鄢雨舟戴了一顶帷帽,垂下的纱帘遮住了她的面容。赵禛与她保持着得体的距离,对外也只说是带自家妹妹出来游玩,并不透露她的身份。
山坡上,野花开得正盛,赵禛给鄢雨舟摘花。前几日下雨,地面泥泞不堪,随从心惊胆战,唯恐他有个好歹,想替他去。
赵禛不肯,觉得亲自去才有诚意。
赵禛仔细挑拣那些开得最好的花枝,一枝一枝,小心地折下来,拢在怀里。
等他回来时,靴子上沾满了泥浆,裤腿也湿了一大截,可怀里那束花却被他护得好好的,一片花瓣都没有碰损。

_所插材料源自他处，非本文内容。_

PR #4179, opened 2017-06-23
Update Composer dependencies (2017-06-23)

wp-make-coffee:
```
Loading composer repositories with package information
Updating dependencies
Writing lock file
Generating autoload files
```

### DIFF
--- a/composer.lock
+++ b/composer.lock
@@ -3209,12 +3209,12 @@
             "source": {
                 "type": "git",
                 "url": "https://github.com/Roave/SecurityAdvisories.git",
-                "reference": "7cd88c8d4e4e6b483633bb13c35bcec95fd6cd4c"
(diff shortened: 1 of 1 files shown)


schlessera:
@danielbachhuber There's no actual change here. I was under the impression the script only generates PRs when packages were updated. Did this change?

wojsmol:
@schlessera There is chenge in https://github.com/Roave/SecurityAdvisories see https://github.com/wp-cli/wp-cli/pull/4179/files. The separate problem is that the script did not show the package as changed in PR coomment.

schlessera:
Ah, good catch, @wojsmol.

Yes, I think that that package does some magic to always get updates in a forceful way.

danielbachhuber:
> There's no actual change here. I was under the impression the script only generates PRs when packages were updated. Did this change?

No, it only generates PRs when there are changes.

他将那束花递到她眼前,像是捧出自己的一颗真心,道:“雨舟妹妹,我摘了很多,每种颜色都有,要不每一样你挑一株最好看的,怎么样?”
“好。”鄢雨舟答。
过了一会,他忽然道:“紫色。”
鄢雨舟抬头:“什么?”
赵禛望着她道:“紫色,有了。”
鄢雨舟低头,果然,手里已经有一株紫色的铃兰,指尖一顿。
赵禛看出了她的心不在焉,没有点破,但眼底的笑意却一点一点淡了下去。
他再迟钝,也该看出来了。
雨舟妹妹,不喜欢他。
一路无言,鄢雨舟兴致缺缺,赵禛不愿强迫她开口,也沉默了许多。
见天色不早,即便赵禛心里还想再多与她待一会儿,还是提议送她回府。
即便心中不悦,赵禛面上还是挂着笑的,先去正堂与大夫人和老夫人叙了会儿话,又绕去后院找鄢道远讨教了几式剑法,才拜谢告辞。
殷勤周到,滴水不漏,仿佛今日的踏青当真是尽兴而归。
大夫人果然没有看出任何异样,等赵禛走后,对鄢雨舟只随口问了几句,便放她回了院子。
这几日鄢雨舟都没有出门。
鄢母来问,她只推说琴师病了,告了几日假。
鄢母心中着急,花朝节在即,怕女儿在课业上懈怠,不过几个时辰,便雷厉风行,另请了一位师长回来。
那位师长四十出头的年纪,面相严肃,不苟言笑。
师长弹了一曲凤求凰。
指法生硬,气韵全无,与她的管师完全不能比同。
师长教学也不得其法,她弹错了音,师长并不给他时间调整,二话不说便训斥她,毫不留情面。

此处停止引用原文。